Cambridge was the first university to establish a programme of translational research projects at the Stevenage Bioscience Catalyst, in order to advance drug discovery and the development of new medicines.

The Stevenage Bioscience Catalyst is the first open innovation campus in the country and encourages collaboration between tenants including GlaxoSmithKline GSK, GE Healthcare, Johnson & Johnson, Eli Lilly, University of Cambridge UCL and over 40 bioscience companies who are all part of the SBC campus. MRC Technology’s drug discovery group will be moving in soon. Cambridge Enterprise is managing the University’s relationship with SBC and between three and five University research projects will be located at SBC at any one time.

The exchange of scientific ideas and overall atmosphere of collaboration at SBC helps us as researchers, as well as our industrial colleagues, become more efficient in developing new ideas which will lead to better drugs and improved clinical treatments.

 Professor Peter McNaughton

First announced in 2012, the programme gives University researchers access to the drug development expertise of GSK and other pharmaceutical and biotech companies, while giving industry access to Cambridge research and know how in order to accelerate the development of new medicines. SBC brings together academia and industry with the goal of developing new innovations in the life sciences through collaboration. A key element of the open innovation environment fostered through SBC is enabling scientific exchange to flourish without the need for exclusive research collaboration agreements between partners. The open innovation model allows Cambridge scientists to freely interact with other pharmaceutical, biotech and contract research organisations, SBC tenants and academic institutions.

There are now three University research projects in place at SBC and Cambridge Enterprise is seeking a fourth. Professor Peter McNaughton is working on a novel approach to alleviating neuropathic pain and the pain associated with hypersensitivity to heat for both of which there is currently inadequate pain relief treatments.

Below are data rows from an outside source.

PR #357, opened 2018-05-24
Created an explicit XRRay type

toji:
There's a lot more to unpack here than the size of the diff would suggest, so let me explain some of the intentions behind this.

First off, this definitely will need to be rebased on top of #342, but I'm happy to do that after it's landed. In the meantime I've adopted the name of the ray that is present in that change. (`targetRay` instead of `pointerRay`).

Second, I should point out that the `transformMatrix` given on the ray is intended as a developer convenience, since that's what you'll frequently need to render with. It is not intended to be supplied or modified by the developer, and would be lazily computed when first queried. Since it's effectively syntactic sugar we could easily drop it, but I rather like it.

This change is designed not only to make the target ray case nicer but to support the [AR hit-test proposal](https://github.com/immersive-web/hit-test), which needs a way to communicate rays from the user to perform hit tests against the native understanding of the real environment. It's not appropriate to have users provide rays as a matrix because it's much harder to handle intuitively and because the matrix may include transforms that are illogical for a ray representation (scaling, shears, etc.) By having users pass a purpose-built ray object we can avoid a lot of those issues. It also gives us an opportunity to clearly scope things like normalization of the direction, which would now happen at XRRay creation time and therefore reduce the amount of validation functions which consume the rays must do.

Furthermore, it's possible that we will need to restrict hit-tests to rays that originate from the screen initially, since that's what both the mobile AR APIs currently require. If we leave off a ray constructor for the moment it limits the availability of the rays to only what's provided from elsewhere in the API. That means that you could only perform hit tests with rays retrieved from input events, which in magic window mode can only come from the screen. (It may be necessary to provide a function that also creates a projected ray for an arbitrary output canvas coordinate.) That's not the only way to solve the problem, but it's a possibility.

On the subject of the new `XRVector3` type: I've been extremely reluctant to introduce any sort of vector types to the spec, but after a lot of back an forth I feel like this is the cleanest way to present the API. I'll explain why I didn't feel some of the alternatives don't work:

**Float32Arrays**
```
interface XRRay {
  readonly attribute Float32Array origin;
  readonly attribute Float32Array direction;
  readonly attribute Float32Array transformMatrix;
};
```
This is problematic because even though the attributes are marked `readonly` that only means you can't assign the attribute to point at a new `Float32Array` and that the size can't be changed, not that the contents of the array can't be manipulated. In fact, there is no way that I know of to prevent the modification of the values in a `Float32Array`. This doesn't matter for the matricies the API tosses around because they're never fed back into the system, but if developers could get a ray and then modify the values of, say, the `direction` then we can't offer any guarantees about the value being normalized. As such, I don't feel `Float32Array`s are appropriate for anywhere that we intend to communicate read-only vectors.

**DOMPoint**
```
interface XRRay {
  readonly attribute DOMPointReadOnly origin;
  readonly attribute DOMPointReadOnly direction;
  readonly attribute Float32Array transformMatrix;
};
```
This is tempting, but the [type is still experimental](https://developer.mozilla.org/en-US/docs/Web/API/DOMPointReadOnly) and not widely supported. I don't think it's beneficial for us to tie our spec to another one with an indeterminate timeline. Plus the `DOMPoint` is a four-element vector and I think it would be an ongoing point of confusion that the `w` value in this case has no meaning.

**Separate Values**
```
interface XRRay {
  readonly attribute double originX;
  readonly attribute double originZ;
  readonly attribute double originY;
  readonly attribute double directionX;
  readonly attribute double directionY;
  readonly attribute double directionZ;
  readonly attribute Float32Array transformMatrix;
};
```
_sigh_ Just... no?

Very verbose, and it makes it much harder to pass individual vectors to a function.

So at the end of the say I feel like having a very basic vector type of our own is probably for the best. What I very much don't want to do is turn it into an interface for general vector mathematics. That's why the type itself has no constructor, readonly values, and no member functions. It is purely data storage. If we make the `XRRay` constructable in the future I'd advise against having it take in these vector types as the constructor args and instead consume raw values like so: `new XRRay(ox, oy, oz, dx, dy, dz);`

So that's my proposal for `XRRays`. Very interested to hear the thoughts the other vendors have on it, and especially anyone who's been working on AR hit testing!

### DIFF
--- a/explainer.md
+++ b/explainer.md
@@ -426,7 +426,9 @@ The `gripMatrix` is a transform into a space where if the user was holding a str
 
 If the input source has only 3DOF, the grip matrix may represent only a translation or rotation based on tracking capability. An example of this case is for physical hands on some AR devices which only have a tracked position. The `gripMatrix` will be `null` if the input source isn't trackable. 
 
-An input source will also provide its preferred target ray on its pose, which is defined as a ray originating at `[0, 0, 0]` and extending down the negative Z axis, transformed by the `targetRayMatrix` attribute of an `XRInputPose` object. `targetRayMatrix` will never be `null`. The value will differ based on the type of input source that produces it, which is represented by the `targetRayMode` attribute:
+An input source will also provide its preferred pointing ray, given by the `XRInputPose`'s `targetRay`. The ray, which is an `XRRay` object, includes both an `origin` and `direction`, both given as `DOMPointReadOnly`s. The `origin` represents a 3D coordinate in space with a `w` component that must be 1, and the `direction` represents a normalized 3D directional vector with a `w` component that must be 0. The `XRRay` also defines a `transformMatrix` which represents the transform from a ray originating at `[0, 0, 0]` and extending down the negative Z axis to the ray described by the `XRRay`'s `origin` and `direction`. This is useful for positioning graphical representations of the ray.
+
+The `targetRay` will never be `null`. It's value will differ based on the type of input source that produces it, which is represented by the `targetRayMode` attribute:
 
   * `'gaze'` indicates the target ray will originate at the user's head and follow the direction they are looking (this is commonly referred to as a "gaze input" device). While it may be possible for these devices to be tracked (and have a grip matrix), the head gaze is used for targeting. Example devices: 0DOF clicker, regular gamepad, voice command, tracked hands.
   * `'tracked-pointer'` indicates that the target ray originates from either a handheld device or other hand-tracking mechanism and represents that the user is using their hands or the held device for pointing. The exact orientation of the ray relative to a given device should follow platform-specific guidelines if there are any. In the absence of platform-specific guidance or a physical device, the target ray should most likely point in the same direction as the user's index finger if it was outstretched.
@@ -442,11 +444,12 @@ for (let inputSource of xrInputSources) {
     // Render a visualization of the input source (see next section).
     renderInputSource(session, inputSource, inputPose);
 
-    // Highlight any objects that the target ray intersects with
-    let hoveredObject = scene.getObjectIntersectingRay(inputPose.targetRayMatrix);
-    if (hoveredObject) { 
+    // Highlight any objects that the target ray intersects with.
+    let ray = inputPose.targetRay;
+    let hoveredObject = scene.getObjectIntersectingRay(ray.origin, ray.direction);
+    if (hoveredObject) {
       // Render a visualization of the object that is highlighted (see below).
-      drawHighlightFrom(hovered, inputSource);
+      drawHighlightFrom(hoveredObject, inputSource);
     }
   }
 }
@@ -529,7 +532,8 @@ function onSelect(event) {
   let inputPose = event.frame.getInputPose(event.inputSource, xrFrameOfRef);
   if (inputPose) {
     // Ray cast into scene to determine if anything was hit.
-    let selectedObject = scene.getObjectIntersectingRay(inputPose.targetRayMatrix);
+    let ray = inputPose.targetRay;
+    let selectedObject = scene.getObjectIntersectingRay(ray.origin, ray.direction);
     if (selectedObject) {
       selectedObject.onSelect();
     }
@@ -589,12 +593,14 @@ function renderCursor(inputSource, inputPose) {
   // Only render a target ray if this was the most recently used input source.
   if (inputSource.targetRayMode == "tracked-pointer") {
     // Draw targeting rays for tracked-pointer devices only.
-    renderer.drawRay(inputPose.targetRayMatrix);
+    let ray = inputPose.targetRay;
+    renderer.drawRay(ray.origin, ray.direction);
   }
 
   if (inputSource.targetRayMode != 'screen') {
     // Draw a cursor for gazing and tracked-pointer devices only.
-    let cursorPosition = scene.getIntersectionPoint(inputPose.targetRayMatrix);
+    let ray = inputPose.targetRay;
+    let cursorPosition = scene.getIntersectionPoint(ray.origin, ray.direction);
     if (cursorPosition) {
       renderer.drawCursor(cursorPosition);
     }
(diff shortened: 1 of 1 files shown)


rcabanier:
Every browser but Edge is shipping DOMPoint and DOMMatrix. 
Since this API is primarily for authors that handcode JS (as opposed to WASM), I think we should go with the high level types since they are easier to develop in.

toji:
Given that we want Edge to ship this API as well rather than getting stuck on WebVR due a missing type, that omission is significant. Any Microsoft folks want to comment on implementation timeline (or lack thereof?)

Ping @leweaver, @RafaelCintron, @thetuvix? (Sorry, don't recall Yashar's GH handle at the moment)

RafaelCintron:
Note that browser support is not the only factor to consider. The matrices provided by the WebXR API will be funneled into WebGL at some point.  WebGL only accepts Float32Array matrices today.  The fewer conversions (cost) between datatypes we impose on web developers, the better.  

When all browsers and WebGL support DOMMatrix natively, the case in favor of DOMMatrix is clear.

toji:
To be clear, @RafaelCintron, you mentioned the Edge team has no immediate plans for `DOMMatrix` support, but I assume that also applies to `DOMPoint`? I don't feel particularly compelled to switch how we're representing matricies at this point, but if for whatever reason `DOMPoint` was on your TODO list that would make me much more willing to use it.

@rcabanier: Certainly we can, and I outlined some of the possibilities in my first comment along with reasons I felt they didn't work. That doesn't mean we couldn't make them work regardless, or avoid an `XRRay` type all together. However I don't feel that we should avoid declaring new interfaces when they serve a clear ergonomic purpose. If we wanted to avoid new type declarations entirely we could just pass around flat structs of the necessary values, but that gets cumbersome for developers very quickly:

``` js
function onSelect(event) {
  let inputPose = event.frame.getInputPose(event.inputSource, xrFrameOfReference);
  if (inputPose) {
    xrSession.requestHitTest(inputPose.targetRayOriginX,
                             inputPose.targetRayOriginY,
                             inputPose.targetRayOriginZ,
                             inputPose.targetRayDirectionX,
                             inputPose.targetRayDirectionY,
                             inputPose.targetRayDirectionZ).then(/*...*/);     
  }
}
```

vs.

``` js
function onSelect(event) {
  let inputPose = event.frame.getInputPose(event.inputSource, xrFrameOfReference);
  if (inputPose) {
    xrSession.requestHitTest(inputPose.targetRay).then(/*...*/);     
  }
}
```

Seems like a worthwhile tradeoff to me.

RafaelCintron:
@toji and @rcabanier , apologies for not fully answering your question.  `DOMPoint` is in the same "no immediate plans" boat as `DOMMatrix` I'm afraid.  

@rcabanier , I agree `DOMMatrix's` `Float32Array` conversion function is not a big ergonomics hit.  The runtime cost was what I was after when I brought up WebGL.  

In general, I'm not overly concerned about the developer modifying the contents of Float32Arrays we give them.  If they change it, they're the ones that have to deal with the ramifications.  Is there a peril I am not thinking of?

toji:
@RafaelCintron: The issue with allowing developers to change the value is that if the ray is passed back in to the API (such as with the hit testing proposal) then we can no longer offer strong guarantees about the validity of it's contents. For example, it would be preferable (in my opinion) to spec that constructing an `XRRay` with a zero-length direction throws an exception, rather than specifying that every function that accepts an XRRay must check to ensure it's direction is of non-zero length. Same goes for expecting every consuming function to normalize the direction when instead we could ensure it happens on construction.

@rcabanier: Regarding the `DOMPoint` concern, given that we don't want to throw up undue barriers to implementation for any vendors, what if we reframe the matter slightly and ensure that the IDL for the XR point is a strict subset of a `DOMPointReadOnly` without a constructor. Name it such that it's obvious they're meant to be analogs. Then, at a future point when the browsers have all implemented the DOM geometry APIs we can cleanly swap the types out with no developer-facing impact. (Unless they happen to be checking `if (point instanceof XRPointReadOnly)` for some insane reason.)

```webidl
[SecureContext, Exposed=Window]
interface XRPointReadOnly {
    readonly attribute unrestricted double x;
    readonly attribute unrestricted double y;
    readonly attribute unrestricted double z;
};
```

Some browser may even be able to simply point this interface at the `DOMPointReadOnly` implementation and be done with it.

My point being that if the vector issue is the only thing blocking this from going forward I'd rather come to a reasonable compromise that allows us to not be dependent on vendor support timelines for otherwise unrelated APIs.

toji:
Made the above update to the PR. I'd really love some feedback on if this is a workable direction for everyone!

explainer.md
```diff
@@ -1122,16 +1122,16 @@ dictionary XRFrameOfReferenceOptions {
 //
 
 [SecureContext, Exposed=Window]
-interface XRVector3 {
```
rcabanier: Maybe it's easier to define these as dictionaries.
A dictionary in WebIDL is just a JS object that is required to have certain members. 
It also doesn't introduce new classes in the js namespace so you don't need to get premission.

If you just make the change to dictionary, you will also allow the passing of XRVector and XRPoint to function that take a DOMPointInit

toji: Talking to our web API ergonomics contact here, I have been informed that returning dictionaries like this would definitely be "weird" from a web platform perspective. In _most_ cases, dictionaries are used to pass information into the web platform and interfaces are used to pass information back out.

toji:
At the Seattle F2F Microsoft indicated that they are OK with the WebXr spec relying on DOMPointReadOnly, and will implement it and the related interfaces as needed when they implement WebXR.

I'll put up a rebased and revised pull request based on that soon.

toji:
PR updated. Please take a look and provide any feedback you may have! I especially want to call attention to the fact that since `DOMPoint(ReadOnly)` is a 4-element vector this change specifies what the W component must be for each usage. (1 for `origin`, 0 for `direction`.)

explainer.md
```diff
@@ -1160,6 +1167,26 @@ dictionary XRFrameOfReferenceOptions {
 // Input
 //
 
+[SecureContext, Exposed=Window]
+<<<<<<< HEAD
```
ddorwin: Rebase artifacts.

toji: Derp. Thanks, fixed it.

toji:
I'm under the impression that there's broad agreement on this now, but I would really like an indication on this PR that other implementors have looked at the change and approve of it prior to merging.

toji:
Merged, give that there have been no objections over the past week.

Professor Robin Franklin of the Wellcome Trust-Medical Research Council Cambridge Stem Cell Institute is developing a new regenerative therapy for MS. MS affects almost 100,000 people in the UK, 400,000 in the US, and several million worldwide.

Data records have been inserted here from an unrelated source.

Issue #120, opened 2016-10-15
Clarifcation of depthNear and depthFar behavior


NellWaliczek:
The comments on the VRDisplay.depthNear and VRDisplay.depthFar attributes do not state which units they are specified in.  I'm guessing it's meters?

They also aren't included at all in section 2.1.1

And looking at it further, it seems like it might be worth pointing out in the comments for these attributes that the values are used to create the projection matrices in VRFrameData.

Furthermore, it would probably be worth clarifying when changes to these values will be applied.  In other words, should the developer requery the frame data immediately or will the changes be pending until the next frame?

toji:
Hey! I actually wrote up a pull request for this! (Over a year and a half later, but still...) #359

PR #359, opened 2018-05-25
Add text explaining the depth range values.

toji:
Not much to say about this one. Resolves longstanding issue #120. Inclined to push this soon if there's no comments about it. The only possible concern I could see others having is the specification that changes to the depth values take effect on the next frame.

### DIFF
--- a/explainer.md
+++ b/explainer.md
@@ -159,11 +159,6 @@ function onSessionStarted(session) {
   // Store the session for use later.
   xrSession = session;
 
-  // The depth range of the scene should be set so that the projection
-  // matrices returned by the session are correct.
-  xrSession.depthNear = 0.1;
-  xrSession.depthFar = 100.0;
-
   // The `XRFrameOfReference` provides the coordinate system in which
   // `getViewMatrix()` and the `poseModelMatrix` are defined. For more
   // information on this see the `Advanced functionality` section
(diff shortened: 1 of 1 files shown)


toji:
@leweaver and the rest of the Microsoft crew asked for some time on the previous Immersive Web call to evaluate this change and ensure it works with their platform. If the answer is yes then I'll merge it because otherwise it seemed to be non-controversial.

leweaver:
Sorry for the delayed response @toji - we've been talking about this in depth (puns aside!) over the past few days. 

We are happy that this change will work on our platform and for it to be merged - but would also like to mention that in-frame changes to the near/far values are no longer restricted to taking effect on the next frame on our platform. This could possibly remove the need for text to that effect in this change?

toji:
For me the mid-frame restriction is actually more about predictability of content than a platform restriction. If you change the depth range mid-frame then anything you've rendered to that point will no longer depth-test properly, and it's possible that some reprojection techniques would begin to fail.

blairmacintyre:
Regarding @kearwood's comment:  what is the relationship to logarithmic depth?  In many of our AR demos with Argon, that used geospatial content, we used logarithmic depth so we could use "very large values" (e.g., put things on the other side of the planet).  If this isn't possible, it can be worked around, but it can be a pain.

PR #538, opened 2019-02-25
added a few AR device examples

blairmacintyre:
minor suggestion.  Added a few AR device examples to the list of VR device examples.


toji:
LGTM, thanks! Given that this list keeps growing I think I'll jump in an reformat it into a list, but I'm good with the newly added devices in the meantime.

PR #548, opened 2019-02-28
Add ignoreDepthValues attribute to the XRWebGLLayer

### LINKED ISSUE #523: Encourage use of the depth buffer for the XR WebGL context
For good headpose prediction, it helps if the author provides a depth buffer.
The spec is currently silent on this requirement.

Can we add some language to the current spec to encourage authors to create a valid depth buffer for the scene? Maybe there could also be a boolean on the `XRSessionCreationOptions` if the depth buffer should be used by the graphics backend.

toji:
Fixes #523.

This value instructs the UA to prevent the values left in the depth buffer after a frame is rendered for compositing. Slightly concerned about potential for confusion regarding the `depth` and `ignoreDepthValues` attributes being on the same dictionary, so clarifying bikeshedding is welcome there if you have suggestions.

Given the scope of the feature it felt appropriate to handle both the spec text and explainer text in the same PR. Please take a look!

### DIFF
--- a/explainer.md
+++ b/explainer.md
@@ -520,6 +520,18 @@ xrSession.updateRenderState({
 });
 ```
 
+### Preventing the compositor from using the depth buffer
+
+By default the depth attachment of an `XRWebGLLayer`'s `framebuffer`, if present, may be used to assist the XR compositor. For example, the scene's depth values may be used by advanced reprojection techniques or to help avoid depth disparity when rendering platform/UA interfaces. This assumes, of course, that the values in the depth buffer are representative of the scene content.
+
+Some applications may violate that assumption, such as when using certain deferred rendering techniques or rendering stereo video. In those cases if the depth buffer's values are used by the compositor it may result in objectionable artifacts. To avoid this, the compositor can be instructed to ignore the depth values of an `XRWebGLLayer` by setting the `ignoreDepthValues` option to `true` at layer creation time:
+
+```js
+let webglLayer = new XRWebGLLayer(xrSession, gl, { ignoreDepthValues: true });
+```
+
+If `ignoreDepthValues` is not set to `true` the The UA is allowed (but not required) to use depth buffer as it sees fit. As a result, barring compositor access to the depth buffer in this way may lead to certain platform or UA features being unavailable or less robust.
+
 ### Handling non-opaque displays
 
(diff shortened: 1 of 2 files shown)


explainer.md
```diff
@@ -520,6 +520,18 @@ xrSession.updateRenderState({
 });
 ```
 
+### Preventing the compositor from using the depth buffer
+
+By default the depth attachment of an `XRWebGLLayer`'s `framebuffer`, if present, may be used to assist the XR compositor. For example, the scene's depth values may be used by advanced reprojection techniques or to help avoid depth disparity when rendering platform/UA interfaces. This assumes, of course, that the values in the depth buffer are representative of the scene content.
```
NellWaliczek: > depth disparity

Is that an official term?  I've never heard it though I have heard "depth inversion" used before...

explainer.md
```diff
@@ -689,6 +701,7 @@ dictionary XRWebGLLayerInit {
   boolean depth = true;
```
NellWaliczek: Per our conversation earlier about naming confusion... Perhaps these become "depthBuffer" or "alphaEnabled"?

toji: I'm highly reluctant to do so because currently these match, in both verbiage and function, the arguments from WebGL context creation exactly.

explainer.md
toji: I'm reasonably certain that I've heard it from multiple different VR developers in one form or another, but doing a quick Google search on the phrase doesn't yield the results I would have thought, so perhaps this isn't as common as I thought. "Depth inversion" isn't a term I've ever heard applied to this specific effect, but I did come across the term "depth conflict" and that seems like a winner all around, with the term inherently suggesting "this is a bad thing that you don't want!" ;)

explainer.md
NellWaliczek: Yeah.  That makes sense...

explainer.md
cabanier: > For example, the scene's depth values may be used by advanced reprojection techniques or to help avoid depth disparity when rendering platform/UA interfaces. This assumes, of course, that the values in the depth buffer are representative of the scene content.

I think this example doesn't need to be part of the spec.

toji:
Updated this so that it also fixes #555, given that everybody seems to agree on it's interpretation. PTAL.

thetuvix:
LGTM!

Per https://github.com/immersive-web/webxr/issues/555#issuecomment-470352605, if we also expect some WebXR content to start trying out reversed-Z, I wonder if we should also specify that UAs **must** allow `depthNear` to be greater than `depthFar`, to avoid some UAs failing to render some scenes.

toji:
Added line to the spec allowing `depthNear` to be greater than `depthFar`. And with that, and Nell's approval, I'm going to merge this.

The research of Professor Clare Bryant of the Department of Veterinary Medicine has identified how the most common cause of severe allergic reactions to cats, the Fel d 1 protein, triggers an allergic response. At the SBC, Bryant and her team are building on this research to develop new therapies for allergic asthma.

“This is a ground-breaking approach to early stage drug discovery, which is typically enormously time consuming and expensive,” said Professor McNaughton. “The exchange of scientific ideas and overall atmosphere of collaboration at SBC helps us as researchers, as well as our industrial colleagues, become more efficient in developing new ideas which will lead to better drugs and improved clinical treatments.”

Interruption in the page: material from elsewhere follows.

PR #553, opened 2019-03-04
Spec: Document Gamepad integration

toji:
Work-in-progress PR for gamepad integration spec text. Mostly still need to address the `gamepad.id` formatting. It's far enough along though that some feedback would be useful. I'd especially like feedback on the new mapping diagram and whether it helps or hurts understanding.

One of the projects has already attracted significant follow-on funds for further industrial medicinal chemistry to be performed, highlighting the success of the Cambridge laboratories at the SBC.

Cambridge is the first university to establish this type of arrangement. In a recent bid led by University College London, the University was awarded £800k in funding from the Higher Education Funding Council for England (HEFCE) to enable the two universities to work together at the SBC. As well as backing projects at the SBC, the funding is also being used to support the establishment of a range of collaborative training programmes to develop the next generation of entrepreneurial bioscience researchers.